Controller Area Network (CAN) Protocol Vulnerabilities

Controller Area Network (CAN)is a very popular embedded network protocol. It's widely used in automotive applications, and the low cost that results in makes it popular in a wide variety of other applications.

CAN is a very nice embedded protocol, and it's very appropriate for a wide variety of applications. But, like most protocols it has some faults. And like many protocol faults, they aren't widely advertised. They are the sort of thing you have to worry about if you need to create an ultra-dependable system. For a robust system architecture for every day control functions, probably they are not a huge deal.

Here is a summary of CAN Protocol faults I've run into.

(1) Unprotected header. The length bits of a CAN message aren't protected by the CRC. That means that a single corrupted bit in the length field can cause the CRC checker to look in the wrong place for the CRC. For example, if a 3-byte payload is corrupted to look like a 1-byte payload, the last two bytes of the payload will be interpreted as a CRC. This could cause an undetected 1-bit error. There are some other framing considerations that might or might not cause the error to be discovered, but it is a vulnerability in CAN that is fixed in later protocols via use of a dedicated header CRC (e.g., as done in FlexRay). I've never seen this written up for CAN in particular, but this is discussed on page 20 of [Driscoll09]

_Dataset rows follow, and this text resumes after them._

PR #9446, opened 2026-09-14
Add WESO forex orderbook volume to weso-defi

LunaClassicDAO:
## Summary
- Extends `dexs/weso-defi` to count WESO forex/stablecoin CLOB taker fills under the same slug.
- Markets from `https://weso.world/api/orderbook-markets` (19 depegged Terra Classic stables vs LUNC).
- Fills from `https://weso.world/api/orderbook-fills?marketId=…`, filtered to the fetch window.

(2) Stuff bit errors compromising the CRC. A pair of bit errors in the bit-stuffed format of a CAN message (i.e., one on the wire) can cause a cascading of bit errors in the message, leading to undetected two-bit errors that are undetected by the CRC. See [Tran99] and slides 15-16 of
http://www.ece.cmu.edu/~ece649/lectures/13_can.pdf
In general there are issues in any embedded network if the physical layer encoding can cause the propagation of one physical data bit fault into affecting multiple data bits.

(NOTE: added 10/16/2013.  I just found about about the CAN-FD protocol. Among other things it includes the stuff bits in the CRC calculation to mitigate this problem.  Whether or not there are any holes in the scheme I don't know, but it is clearly a step in the right direction.)

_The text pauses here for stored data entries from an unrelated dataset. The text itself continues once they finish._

PR #9449, opened 2026-09-15
[fix] hyperliquid - discover HIP-3 dexes from the chain, not a hardcoded array

justencryptit:
`HYPERLIQUID_HIP3_DEXS` is a hardcoded array, and it has gone stale. HIP-3 deployment is
permissionless, so the list is out of date the moment anyone deploys a new dex — and when it is,
`queryHyperliquidIndexerOpenInterest` never asks for the missing dex, so its open interest is
dropped silently. There is no error and nothing in the output that says a dex was skipped.

Against `perpDexs` as of today:

| dex | open interest | in the list |
|---|---:|---|
| xyz | $3,971,611,293 | yes |
| io | $53,346,681 | **no** |
| para | $14,488,156 | **no** |
| mkts | $5,766,005 | **no** |
| abcd | $0 | **no** |
| vntl, flx, km, hyna, cash | $0 each | yes |

So `totalOpenInterest` currently reports $14,384,357,298 where the chain has $14,457,958,139 —
$73.6M missing, 0.51% of the total. Five of the six listed dexes report zero, so the array is not
only incomplete, it is mostly dead weight.

`mkts` is Kinetiq Markets' live dex; `km` in the list is its predecessor, dormant since June.
That pair is what made the staleness visible, but the fix is not Kinetiq-specific.

This queries the set from the `perpDexs` info endpoint instead, caches it for the process, and
keeps the existing array as a fallback if the call fails. Widening the set does not change any
historical day: for a day before a dex existed the indexer has no snapshot and
`getMetaAndAssetCtxs` returns `null`, which the loop already skips.

Reproduce:

```
curl -s -XPOST https://api.hyperliquid.xyz/info \
  -H 'Content-Type: application/json' -d '{"type":"perpDexs"}' \
  | jq -r '.[] | select(.) | .name'
```

https://claude.ai/code/session_01TfnGvCZgcZfrFaNizyMYDx


justencryptit:
Pushed both review points.

**Response validation** — `perpDexs` is now required to be an array, and each entry must carry a non-empty string `name` before it becomes a dex id. A malformed response falls through to the static list instead of sending garbage into the snapshot loop.

**The catch** — kept deliberately, and I think rethrowing would be the worse trade here. This helper feeds `totalOpenInterest`, and Hyperliquid's own perp dex is $10.4B of the $14.5B total. Failing the whole day because an auxiliary listing call timed out would lose 72% of the number to protect the 0.51% the stale list drops. The fallback is exactly the behaviour on master today, so the catch cannot make anything worse than not merging this; it only stops the improvement from becoming a new failure mode. The failure is logged, not hidden.

Happy to change it if you would rather the listing be load-bearing.

justencryptit:
@coderabbitai review

justencryptit:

(3) CAN is intended to provide exactly-once delivery of messages via the use of a broadcast acknowledgement mechanism. However, there are faults with this mechanism. In one fault scenario, some nodes see an acknowledge but others don't, so some nodes will receive two copies of a message (thinking they are independent copies rather than a retransmission) while others receive just one copy. In another less likely (but plausible) scenario, the above happens but the sender fails before retransmitting, resulting in some recipients having a copy of the message and others never having received a copy. [Rufino98]  Further info here: [Tindel20b]

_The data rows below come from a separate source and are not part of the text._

PR #9451, opened 2026-09-15
Iter (formerly Standard Spot): rename, fix volume double-count, track Arc and RISE testnet deployments

hskang9:
**Update to an existing listing (Standard Spot Exchange → Iter). Not a new protocol.**

- Website: https://iter.cx
- Contracts: https://github.com/iter-cx/iter-monorepo
- Related: TVL adapter in DefiLlama/DefiLlama-Adapters#21038. A mail to metadata@defillama.com will ask for the display name/slug change.

**Why**
Standard rebranded to Iter. The old `dexs/standard-spot` adapter also had two bugs: it added both the base and quote leg of every fill to `dailyVolume` (2x), and its `PairAdded` `fromBlock` was the Mode chain's block, not Somnia's.

**Chains**: at the protocol's request the adapter tracks the two deployments that carry the full contract set, Arc testnet (chain id 5042002, start 2026-09-14) and RISE testnet (chain id 11155931, start 2026-09-07), and drops the Somnia exchange-only generation. `ARC_TESTNET` and `RISE_TESTNET` are added to `helpers/chains.ts`. The SDK ships no providers for them, so the adapter registers RPC, chain id, Multicall3 and block-search-floor env defaults at load time; CI runs green with that. Arc uses Blockdaemon's public endpoint first because the official one rate-limits `eth_getLogs`.

**What the adapter counts** (`dexs/iter.ts`, v2, `pullHourly`)
- **Volume**: quote leg of every `OrderMatched` fill from the `MatchingEngine` and the `StopOrderEngine` (triggered stop orders match on the same books), plus the quote leg of every band pool swap: `BandSwapRouted` from the router and `RemainderRoutedToPool` from the engine (unfilled market-order remainder swapped into the pair's pool; side taken from the `SwapPriceReport` emitted just before it).
- **Fees**: `baseFee` + `quoteFee` from each fill (`Trading Fees`); band pool swap fees at the engine taker rate × tightest band premium, on the output token (`Token Swap Fees`); the flat launchpad fee per `LaunchSettingsRecorded` from the `AssetGenerator` (`Token Launch Fees`).
- **Revenue**: everything sent to `feeTo`. **SupplySideRevenue**: the `poolFeeShare` slice of band pool fees credited to LPs. **HoldersRevenue**: 0.

**Pricing**: testnet tokens have no price feed, so tokens are valued with the exchange's own market price. A stablecoin listed in the chain config is $1; every other token is worth its orderbook `mktPrice` times the USD price of the quote token, preferring a direct stablecoin book over a route through another token (e.g. WETH). Tokens the exchange cannot price are added as raw balances.

**Reviewer questions, pre-answered**
- 0-volume days are real: both testnets trade sporadically; Arc's current generation has no trades yet.
- Fee rate: 0.1% taker (`defaultTakerFee = 100000 / 1e8`), makers pay nothing. Launch fee is currently 0 on RISE.
- All four RISE books are quoted in WETH and there is no WETH/stablecoin book yet, so USD stays 0 until one is listed; raw amounts are collected regardless.
- Since the volume is now single-sided and the chains changed, a full refill is needed.

**Tests**
- RISE 2026-09-07: 78 fills, 5.77 WETH quote volume, fees in 5 tokens, identical to an independent recomputation from raw logs. Arc: clean zeros. `pnpm test dexs iter` (24 hourly slots) passes for both chains.
- The pricing path was checked against Somnia mainnet, where stablecoin books exist.
- `pnpm run ts-check` passes.


bheluga (changes requested):
@hskang9 thanks for the PR
If somnia deployment is inactive, please mark it dead instead of deleting the adapter.
Also we don't track testnet metrices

(4) It is possible for a CAN node to lock up the network due to retries if a transmitter sees a different value on the bus than it transmitted. (This is a failure of the transmitter, but the point is one node can take down the network.) [Perez03]

(5) If a CAN nodes' transmitter gets stuck at a dominant bit value, it will jam up the entire network. The error counters inside each CAN controller are supposed to help mitigate this, but if you have a stuck-at-"on" transmitter that ignores "turn off" commands there isn't anything you can do with a standard CAN setup.

(6) CAN suffers from a priority inversion issue, which can cause delays of high priority messages due to queuing issues in nodes that locally use FIFO transmission order. [Tindell20]  Note that strictly speaking this is a CAN driver and hardware issue rather than something inherent to the on-wire protocol.  To quote Ken Tindell via a social media message: "Any software that does FIFO queuing of CAN frames in a critical application is broken."

There are various countermeasures you might wish to take to combat the above failure modes for highly dependable applications. For example, you might put an auxiliary CRC or checksum in the payload (although that doesn't solve the stuff bit vulnerability). You might shut down the network if the CAN controller error counter shows a high error rate. Or you might just switch to a more robust protocol such as FlexRay.

CAN is also not secure in that provides no message authentication. It was not designed to be secure, so this is more of limitation in scope than a design defect.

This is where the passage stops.